2013 Marlin Maniac #8 Prospect: C, Rob Brantly
By Ehsan Kassim
We are almost through our Marlin Maniac top prospect list for the 2013 Miami Marlins. So far we have looked at some impressive prospects that should make an impact for the team in the coming years. Not all of these prospects will pan out like the Marlins or I predict. Some prospect not on this list could end up making a bigger impact than someone near the top of this list. That is the how the prospect game works.
Here is a quick recap of the top 20 prospects we have taken a look at so far:
- #20-Mason Hope, RHP
- #19- Zack Cox, 3B
- #18- Tom Koehler, RHP
- #17- Kolby Copeland, OF
- #16- Austin Barnes, INF-C
- #15- Alfredo Silverio, OF
- #14- Avery Romero, INF
- #13- Derek Dietrich, INF
- #12- Mason Hope, SP
- #11- Adam Conley, SP
- #10- Jacob T. Realmuto, C
- #9- Jose Urena
The next prospect on my list is barley still a prospect. The Marlins acquired him in a midseason trade that sent Anibal Sanchez and Omar Infante. While he was not the center piece (that was Jacob Turner) of that trade, he is going to be a key piece for the Marlins future.
Mar 17, 2013; Jupiter, FL, USA; Miami Marlins catcher Rob Brantly (19) in the third inning during a spring training game against the St. Louis Cardinals at Roger Dean Stadium. Mandatory Credit: Steve Mitchell-USA TODAY Sports
8. Rob Brantly
Drafted: 2010 3rd round pick
Birthdate: 7/14/1989 (23) Height: 6’2″ Weight: 205 lbs.
Interestingly enough, both catchers that are considered to be a huge part of the Miami Marlins future were drafted in the same round, in the same draft.

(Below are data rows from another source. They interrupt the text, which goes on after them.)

PR #3749, opened 2019-12-22
App layout l10n

meandavejustice:
should be merged after #3720

### DIFF
--- a/packages/fxa-payments-server/public/locales/en-US/main.ftl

Brantly was drafted 100th overall by the Tigers and Realmuto was selected by the Marlins, just four picks later.
Brantly was originally selected by the Washington Nationals in the 46th round of the 2008 First-Year Player Draft but did not sign. He instead decided to attend the University of California – Riverside.
Brantly is a left-handed bat with a good approach at the plate and improving defensive skills. Brantly is going to be the Marlins starting catcher for at least the 2013 season. By 2014, Realmuto could push Brantly for the starting job.

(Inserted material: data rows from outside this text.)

PR #3758, opened 2019-12-25
fix(css): improve line-height of input placeholders in webkit browsers

### LINKED ISSUE #1743: Placeholder text on iOS too high
Not sure why, but the field placeholder text on iOS is too (damned) high. Ideally it can align with the text without displacing anything on other platforms.
placeholder

┆Issue is synchronized with this [Jira Task](https://jira.mozilla.com/browse/FXA-193)
┆Priority: Medium
┆Issue Number: FXA-193

jodyheavener:
Closes #1743

This is my attempt at fixing the janky line-height on input fields in iOS. Because the selector being modified targets Webkit browsers we also have to take desktop Safari into consideration.

One thing I noticed adjacent to this issue was that the placeholder psuedo selector had a font-size of 17px, where as far as I can see the value type for these fields are font-size 16px. Removing this helped with consistency, but I am also unaware of why it was added so any insight here is valuable.

Some previews:

iOS

Safari

You'll notice that the "after" for Safari is still off by a pixel or so, but the iOS fix looks a noticeably better. My thinking is that iOS should take priority here as we'll encounter more instances of this jankiness in Firefox iOS (which is just iOS Safari, whereas someone who has an FxA would probably use true Firefox on desktop - speculation on my part).

### DIFF
--- a/packages/fxa-content-server/app/styles/modules/_input-row.scss
+++ b/packages/fxa-content-server/app/styles/modules/_input-row.scss
@@ -13,7 +13,6 @@
 
     &::placeholder {
       color: $input-placeholder-color !important;
-      font-size: 17px;
       font-weight: $font-weight-body-20;
       opacity: 1;
     }
@@ -21,7 +20,7 @@
     &::-webkit-input-placeholder {
       // Fixes a problem in Safari/Fx for iOS where placeholder
       // text is not vertically centered and becomes cut-off.
-      line-height: 1 !important;
+      line-height: 1.3 !important;
     }
 
     // disable arrows on HTML5 number inputs


jodyheavener:
> Regarding the 17px placeholder text vs 16px input - this was very likely a mistake.

Ah, ok cool. Thanks for the confirmation on that, and the review :)

LZoog:
Hey @jodyheavener, I just realized that your commits don't appear to be GPG signed. Sorry you've put in several PRs, we have this as a requirement for security reasons. See the "Sending Pull Requests" section [here](https://github.com/mozilla/fxa/blob/master/CONTRIBUTING.md). It looks like you can sign old commits manually though so hopefully it's not too much trouble.

Let me know if you run into any issues.

jodyheavener:
@LZoog Hi! Sorry about that. I went and tried to sign the one commit here using `git commit -S --amend`, but the push failed with a [strange error](https://gist.github.com/jodyheavener/fd973921a79eae92d70e85def786893d). Any ideas? Googling the issue makes me think it's an NPM thing?

LZoog:
@jodyheavener No prob, it's easily missed! You can look at the log file it generated for more details, but every now and then I see a similar error and deleting `node_modules`/rerunning `npm i` usually fixes the error. You can add a `--no-verify` flag to get around it temporarily if it persists, which is not ideal but the changes in your PRs I've reviewed so far should be fine without the pre-push hook stuff.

Prior to last season, Baseball America ranked Brantly as the Tigers 16th best prospect, but because of a strong showing in Triple-A and the majors, he is now seen as a concenus top-10 prospect in the Marlins organization.
After he tore Triple-A up with the Marlins and the continued struggles of former catcher John Buck, the Marlins decided to get Brantly some action in late August. Brantly got off to a slow start, but soon took off and posted a line of .290/.372/.460 in 31 games. He also hit three home runs in just 131 at-bats.

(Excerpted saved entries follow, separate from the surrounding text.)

PR #3761, opened 2019-12-26
refactor(settings): change actions in 2fa, recovery, and avatar modals from anchors to buttons

### LINKED ISSUE #624: Use buttons instead of links
From https://github.com/mozilla/fxa-content-server/pull/6239/files#r192063057 and https://github.com/mozilla/fxa-bugzilla-mirror/issues/504, there some places where we use links that do not navigate to anywhere. In these scenarios, we should probably be using a button.

Ideally, we want the buttons to be styled like this
screen shot 2018-06-05 at 11 49 35 am

where there is an image and the text is centered below it.

┆Issue is synchronized with this [Jira Task](https://jira.mozilla.com/browse/FXA-755)
┆Priority: Medium
┆Issue Number: FXA-755

jodyheavener:
Closes #624

Hey all. I decided to take a crack at this. The issue was pretty straightforward, but I'm going to break my changes down a bit.

- First and foremost, I've updated the actions in the Two-step authentication, Account recovery, and Account picture modals from `<a>`s to `<button>`s, with one exception: the action to toggle the camera takes you to a new modal and URL, so I felt it appropriate to leave it as an anchor,
- I made sure to use `type="button"` on them all so as to avoid accidental page submissions.
- The previous Two-step authentication and Account recovery actions had an underline effect on hover, whereas the Account picture modal ones had a color shift on hover. I decided to make these consistent and apply the color shift to the former ones, removing their hover underline.
- The Two-step authentication and Account recovery actions were lacking some padding that make tab-focus a little tight looking. I updated that.

Would love to hear your thoughts.

### DIFF
--- a/packages/fxa-content-server/app/scripts/templates/settings/account_recovery/recovery_key.mustache
+++ b/packages/fxa-content-server/app/scripts/templates/settings/account_recovery/recovery_key.mustache
@@ -13,27 +13,27 @@
 
         {{^isIos}}
             <div class="button-row save-options">
-                <a href="#" class="save-option download-option">
+                <button class="save-option download-option">
                     <div class="graphic graphic-download-option"></div>
                     <p class="name">{{#t}}Download{{/t}}</p>
-                </a>
-                <a href="#" class="save-option copy-option">
+                </button>
+                <button class="save-option copy-option">
                     <div class="graphic graphic-copy-option"></div>
                     <p class="name">{{#t}}Copy{{/t}}</p>
-                </a>
-                <a href="#" class="save-option print-option">
+                </button>
+                <button class="save-option print-option">
                     <div class="graphic graphic-print-option"></div>
                     <p class="name">{{#t}}Print{{/t}}</p>
-                </a>
+                </button>
             </div>
         {{/isIos}}
 
         {{#isIos}}
             <div class="button-row">
-                <a href="#" class="save-option copy-option">
+                <button class="save-option copy-option">
                     <div class="graphic graphic-copy-option"></div>
                     <p class="name">{{#t}}Copy{{/t}}</p>
-                </a>
+                </button>
             </div>
         {{/isIos}}
 
--- a/packages/fxa-content-server/app/scripts/templates/settings/avatar_change.mustache
+++ b/packages/fxa-content-server/app/scripts/templates/settings/avatar_change.mustache
@@ -9,10 +9,12 @@
 
     <nav id="avatar-options">
       <input type="file" id="imageLoader" name="imageLoader" accept="image/png, image/jpeg"/>
-      <a href="#" id="file">{{#t}}Upload{{/t}}</a>
-      <a href="/settings/avatar/camera" id="camera">{{#t}}Camera{{/t}}</a>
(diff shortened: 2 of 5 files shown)


jodyheavener:
Whoops, upon further inspection this needs a little more finessing.

packages/fxa-content-server/app/scripts/templates/settings/account_recovery/recovery_key.mustache
```diff
@@ -13,27 +13,27 @@
 
         {{^isIos}}
             <div class="button-row save-options">
-                <a href="#" class="save-option download-option">
+                <button type="button" href="#" class="save-option download-option">
```
LZoog: We should be able to remove `href="#"` on all of these now.

Also, I don't believe we need `type="button"` unless these guys are in a `form` since users can't submit if they're not in one. Some of what's been changed are in forms and some are not, but that's not a big deal.

packages/fxa-content-server/app/scripts/templates/settings/avatar_change.mustache
```diff
@@ -9,10 +9,12 @@
 
     <nav id="avatar-options">
       <input type="file" id="imageLoader" name="imageLoader" accept="image/png, image/jpeg"/>
-      <a href="#" id="file">{{#t}}Upload{{/t}}</a>
+      <button type="button" id="file">{{#t}}Upload{{/t}}</button>
+
       <a href="/settings/avatar/camera" id="camera">{{#t}}Camera{{/t}}</a>
```
LZoog: We can add `role="button"` here to mimic this being read as a type of "button" for screenreaders.

packages/fxa-content-server/app/styles/modules/_settings-totp.scss
```diff
@@ -150,8 +150,24 @@
 }
 
 .save-option {
+  background-color: transparent;
+  color: $link-color-default;
+  display: inline-block;
+  font-weight: 400;
+  height: initial;
+  margin: -10px 0;
+  padding: 10px 0;
```
LZoog: Instead of adding a negative margin here, let's reduce some padding elsewhere. If we reduce `.recovery-key-container` margin-bottom to `15px` instead of `25px`, and then change the margin of`.save-options` to `15px 0 10px`, we'll get the same affect.

packages/fxa-content-server/app/scripts/templates/settings/account_recovery/recovery_key.mustache
jodyheavener: Good find on the hrefs. Missed those.

Yes, agree - we don't need `type="button"` on buttons not inside a form. I noticed the buttons inside the 2FA modal are inside a form so I added them, and then kinda went to town. I suppose they couldn't hurt, but I've gone ahead and removed the excess ones.

LZoog:
Thanks @jodyheavener for getting on top of those changes! It's appreciated. :) This PR looks good to me. Could you rebase against master and squash your commits into one? I'll approve/merge after that!

jodyheavener:
Rebased and squashed - once green should be good to go :)

Thanks for looking at all these PRs today @LZoog!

That sort of power should not be expected from Brantly going forward, as John Sickels noted in his Marlins prospect list:
"8) Rob Brantly, C, Grade B-: Don’t expect him to hit for the power he did in his first 30 major league games over a full season, but he should have a long career as a solid defender who can hit for average."
While Brantly does show some gap power, a realistic number for home runs in a season for him should be somewhere between 7 and 10.
Brantly does not have the prototypical size for a catcher, so natural wear and tear from a long season could impact Brantly and become an issue. In addition to that, Brantly misplayed quite a few balls behind the plate last season. However, with more experience and work with former defense savvy catcher, Mike Redmond, Brantly should make some gradual improvement. His arm behind is good enough to keep him behind the plate long term.
Even with just a small sample size, the Marlins should be pleased with the progress that Brantly made in his first season as a Marlin. He will get a chance to further show-off the type of player he could become for the Marlins, over a full season in 2013.
It’s amazing how far the Marlins former first round pick Kyle Skipworth has fallen. He was supposed to be the clear-cut catcher of the future for the Marlins, potentially being the next Joe Mauer. That never worked out for the Fish and now Skipworth is seen nothing as more than a organizational depth player.
That’s the nature of the game with prospects.